Supplied entries:
Segment Open
PR #48, opened 2026-03-09
fix(ci): heredoc at column 0 broke YAML block scalar in auto-tag workflow

stwilt:
## Problem

The `openfilter-mcp-tag` Cloud Build flow has been broken since the CUDA build merge (`9a3ef0a`). Two independent bugs prevented production releases:

### Bug 1: `auto-tag.yml` YAML parse error

The Python heredoc body was at column 0 inside a YAML literal block scalar (`|`). YAML determines block content indentation from the first content line (10 spaces). Lines at column 0 terminate the block, so `import sys, re, tomllib, pathlib` was interpreted as a top-level YAML mapping key. GitHub Actions failed to parse the workflow file before any jobs started — all 4 runs since merge showed 0s duration and no jobs.

### Bug 2: `docker-build.sh` missing `jq`

The release path in `docker-build.sh` (hit only for `TAG_NAME=v*` without `-dev`) uses `jq` to query DockerHub for the current latest digest and resolve it to a semver tag. The `gcr.io/cloud-builders/docker` image does not have `jq`, causing exit code 127. Dev builds never hit this code path, so it went undetected.

### `auto-tag.yml`
Changed from `python3 << 'PYEOF'` with body at column 0 to `python3 - << 'PYEOF'` with the heredoc body indented to YAML block level. YAML strips the uniform indent; the shell passes properly formatted Python to stdin.

### `docker-build.sh`
Replaced both `jq` invocations with equivalent `python3 -c` calls (`python3` is available in `gcr.io/cloud-builders/docker`).

## Verification

- YAML parses correctly (`yaml.safe_load` succeeds; GitHub Actions Test workflow ran on the PR branch without parse errors)
- Production build `4ca4f2b5` completed successfully with both fixes, pushing `plainsightai/openfilter-mcp:0.2.1` + `:latest` (full) and `:0.2.1-slim` + `:latest-slim` (slim) to DockerHub

### DIFF
--- a/.github/workflows/auto-tag.yml
+++ b/.github/workflows/auto-tag.yml
@@ -38,15 +38,14 @@ jobs:
         id: version
         if: steps.changed.outputs.changed == 'true'
         run: |
-          version=$(python3 << 'PYEOF'
-import sys, re, tomllib, pathlib
-data = tomllib.loads(pathlib.Path('pyproject.toml').read_text())
-v = data['project']['version']
-if not re.fullmatch(r'[0-9]+\.[0-9]+\.[0-9]+', v):
-    print(f'::error::Version "{v}" does not match X.Y.Z', file=sys.stderr)
-    sys.exit(1)
-print(v)
-PYEOF
+          version=$(python3 - << 'PYEOF'
+          import sys, re, tomllib, pathlib
+          v = tomllib.loads(pathlib.Path('pyproject.toml').read_text())['project']['version']
+          if not re.fullmatch(r'[0-9]+\.[0-9]+\.[0-9]+', v):
+              print(f'::error::Version "{v}" does not match X.Y.Z', file=sys.stderr)
+              sys.exit(1)
+          print(v)
+          PYEOF
           )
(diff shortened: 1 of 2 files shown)


lucasmundim (approved):
Clean, correct fix. The indentation math checks out — after YAML strips the 10-char common prefix from the literal block scalar, Python receives properly indented code (top-level at col 0, `if` body at col 4).

The three changes are all sound:
1. Indenting the heredoc body to match the YAML block level fixes the parse error
2. `python3 -` is more explicit about reading from stdin
3. Collapsing the two-line variable assignment is a fine simplification

shingonoide:
LGTM — the YAML block scalar fix is correct and the jq to python3 migration is well-motivated given the cloud-builders/docker image constraints. Good root cause analysis in the description.

One optional nit for future hardening: the inline Python in docker-build.sh interpolates shell variables directly into the Python source string. This works because those values are tightly controlled (sha256:hex digests, -slim suffixes), but passing them as env vars and reading via os.environ inside the Python snippet would be more robust. Not blocking.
Segment Closed
What needs to be done: Each record is to be retyped exactly as it appears.

Output:
PR #48, opened 2026-03-09
fix(ci): heredoc at column 0 broke YAML block scalar in auto-tag workflow

stwilt:
## Problem

The `openfilter-mcp-tag` Cloud Build flow has been broken since the CUDA build merge (`9a3ef0a`). Two independent bugs prevented production releases:

### Bug 1: `auto-tag.yml` YAML parse error

The Python heredoc body was at column 0 inside a YAML literal block scalar (`|`). YAML determines block content indentation from the first content line (10 spaces). Lines at column 0 terminate the block, so `import sys, re, tomllib, pathlib` was interpreted as a top-level YAML mapping key. GitHub Actions failed to parse the workflow file before any jobs started — all 4 runs since merge showed 0s duration and no jobs.

### Bug 2: `docker-build.sh` missing `jq`

The release path in `docker-build.sh` (hit only for `TAG_NAME=v*` without `-dev`) uses `jq` to query DockerHub for the current latest digest and resolve it to a semver tag. The `gcr.io/cloud-builders/docker` image does not have `jq`, causing exit code 127. Dev builds never hit this code path, so it went undetected.

### `auto-tag.yml`
Changed from `python3 << 'PYEOF'` with body at column 0 to `python3 - << 'PYEOF'` with the heredoc body indented to YAML block level. YAML strips the uniform indent; the shell passes properly formatted Python to stdin.

### `docker-build.sh`
Replaced both `jq` invocations with equivalent `python3 -c` calls (`python3` is available in `gcr.io/cloud-builders/docker`).

## Verification

- YAML parses correctly (`yaml.safe_load` succeeds; GitHub Actions Test workflow ran on the PR branch without parse errors)
- Production build `4ca4f2b5` completed successfully with both fixes, pushing `plainsightai/openfilter-mcp:0.2.1` + `:latest` (full) and `:0.2.1-slim` + `:latest-slim` (slim) to DockerHub

### DIFF
--- a/.github/workflows/auto-tag.yml
+++ b/.github/workflows/auto-tag.yml
@@ -38,15 +38,14 @@ jobs:
         id: version
         if: steps.changed.outputs.changed == 'true'
         run: |
-          version=$(python3 << 'PYEOF'
-import sys, re, tomllib, pathlib
-data = tomllib.loads(pathlib.Path('pyproject.toml').read_text())
-v = data['project']['version']
-if not re.fullmatch(r'[0-9]+\.[0-9]+\.[0-9]+', v):
-    print(f'::error::Version "{v}" does not match X.Y.Z', file=sys.stderr)
-    sys.exit(1)
-print(v)
-PYEOF
+          version=$(python3 - << 'PYEOF'
+          import sys, re, tomllib, pathlib
+          v = tomllib.loads(pathlib.Path('pyproject.toml').read_text())['project']['version']
+          if not re.fullmatch(r'[0-9]+\.[0-9]+\.[0-9]+', v):
+              print(f'::error::Version "{v}" does not match X.Y.Z', file=sys.stderr)
+              sys.exit(1)
+          print(v)
+          PYEOF
           )
(diff shortened: 1 of 2 files shown)


lucasmundim (approved):
Clean, correct fix. The indentation math checks out — after YAML strips the 10-char common prefix from the literal block scalar, Python receives properly indented code (top-level at col 0, `if` body at col 4).

The three changes are all sound:
1. Indenting the heredoc body to match the YAML block level fixes the parse error
2. `python3 -` is more explicit about reading from stdin
3. Collapsing the two-line variable assignment is a fine simplification

shingonoide:
LGTM — the YAML block scalar fix is correct and the jq to python3 migration is well-motivated given the cloud-builders/docker image constraints. Good root cause analysis in the description.

One optional nit for future hardening: the inline Python in docker-build.sh interpolates shell variables directly into the Python source string. This works because those values are tightly controlled (sha256:hex digests, -slim suffixes), but passing them as env vars and reading via os.environ inside the Python snippet would be more robust. Not blocking.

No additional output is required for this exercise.